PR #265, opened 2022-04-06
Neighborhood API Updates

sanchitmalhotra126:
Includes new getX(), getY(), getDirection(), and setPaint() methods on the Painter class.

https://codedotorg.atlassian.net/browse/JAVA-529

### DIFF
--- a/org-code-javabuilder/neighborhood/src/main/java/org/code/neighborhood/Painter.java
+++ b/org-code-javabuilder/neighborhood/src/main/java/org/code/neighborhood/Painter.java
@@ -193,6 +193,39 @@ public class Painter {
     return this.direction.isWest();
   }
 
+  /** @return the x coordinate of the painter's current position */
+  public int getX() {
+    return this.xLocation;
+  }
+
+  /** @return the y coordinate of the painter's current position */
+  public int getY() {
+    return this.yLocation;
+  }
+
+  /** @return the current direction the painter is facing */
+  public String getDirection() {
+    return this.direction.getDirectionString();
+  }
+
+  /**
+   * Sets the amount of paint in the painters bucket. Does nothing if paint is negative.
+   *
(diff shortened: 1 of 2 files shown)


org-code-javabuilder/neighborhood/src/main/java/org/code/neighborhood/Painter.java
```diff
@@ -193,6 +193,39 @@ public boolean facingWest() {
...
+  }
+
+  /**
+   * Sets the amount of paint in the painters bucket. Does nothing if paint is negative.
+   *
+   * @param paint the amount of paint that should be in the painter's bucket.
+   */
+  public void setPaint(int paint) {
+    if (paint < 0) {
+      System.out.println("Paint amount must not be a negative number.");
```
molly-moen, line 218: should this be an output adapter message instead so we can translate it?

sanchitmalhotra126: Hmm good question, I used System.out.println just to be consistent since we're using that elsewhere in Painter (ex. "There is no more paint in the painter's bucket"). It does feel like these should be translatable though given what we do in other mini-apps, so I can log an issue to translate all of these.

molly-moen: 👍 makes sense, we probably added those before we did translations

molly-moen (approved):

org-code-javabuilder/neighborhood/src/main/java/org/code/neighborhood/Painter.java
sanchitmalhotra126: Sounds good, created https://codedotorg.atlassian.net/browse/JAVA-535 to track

▬▬▬▬▬▬▬▬▬▬

Reproduce all of the records precisely. No word may differ.

PR #265, opened 2022-04-06
Neighborhood API Updates

sanchitmalhotra126:
Includes new getX(), getY(), getDirection(), and setPaint() methods on the Painter class.

https://codedotorg.atlassian.net/browse/JAVA-529

### DIFF
--- a/org-code-javabuilder/neighborhood/src/main/java/org/code/neighborhood/Painter.java
+++ b/org-code-javabuilder/neighborhood/src/main/java/org/code/neighborhood/Painter.java
@@ -193,6 +193,39 @@ public class Painter {
     return this.direction.isWest();
   }
 
+  /** @return the x coordinate of the painter's current position */
+  public int getX() {
+    return this.xLocation;
+  }
+
+  /** @return the y coordinate of the painter's current position */
+  public int getY() {
+    return this.yLocation;
+  }
+
+  /** @return the current direction the painter is facing */
+  public String getDirection() {
+    return this.direction.getDirectionString();
+  }
+
+  /**
+   * Sets the amount of paint in the painters bucket. Does nothing if paint is negative.
+   *
(diff shortened: 1 of 2 files shown)


org-code-javabuilder/neighborhood/src/main/java/org/code/neighborhood/Painter.java
```diff
@@ -193,6 +193,39 @@ public boolean facingWest() {
...
+  }
+
+  /**
+   * Sets the amount of paint in the painters bucket. Does nothing if paint is negative.
+   *
+   * @param paint the amount of paint that should be in the painter's bucket.
+   */
+  public void setPaint(int paint) {
+    if (paint < 0) {
+      System.out.println("Paint amount must not be a negative number.");
```
molly-moen, line 218: should this be an output adapter message instead so we can translate it?

sanchitmalhotra126: Hmm good question, I used System.out.println just to be consistent since we're using that elsewhere in Painter (ex. "There is no more paint in the painter's bucket"). It does feel like these should be translatable though given what we do in other mini-apps, so I can log an issue to translate all of these.

molly-moen: 👍 makes sense, we probably added those before we did translations

molly-moen (approved):

org-code-javabuilder/neighborhood/src/main/java/org/code/neighborhood/Painter.java
sanchitmalhotra126: Sounds good, created https://codedotorg.atlassian.net/browse/JAVA-535 to track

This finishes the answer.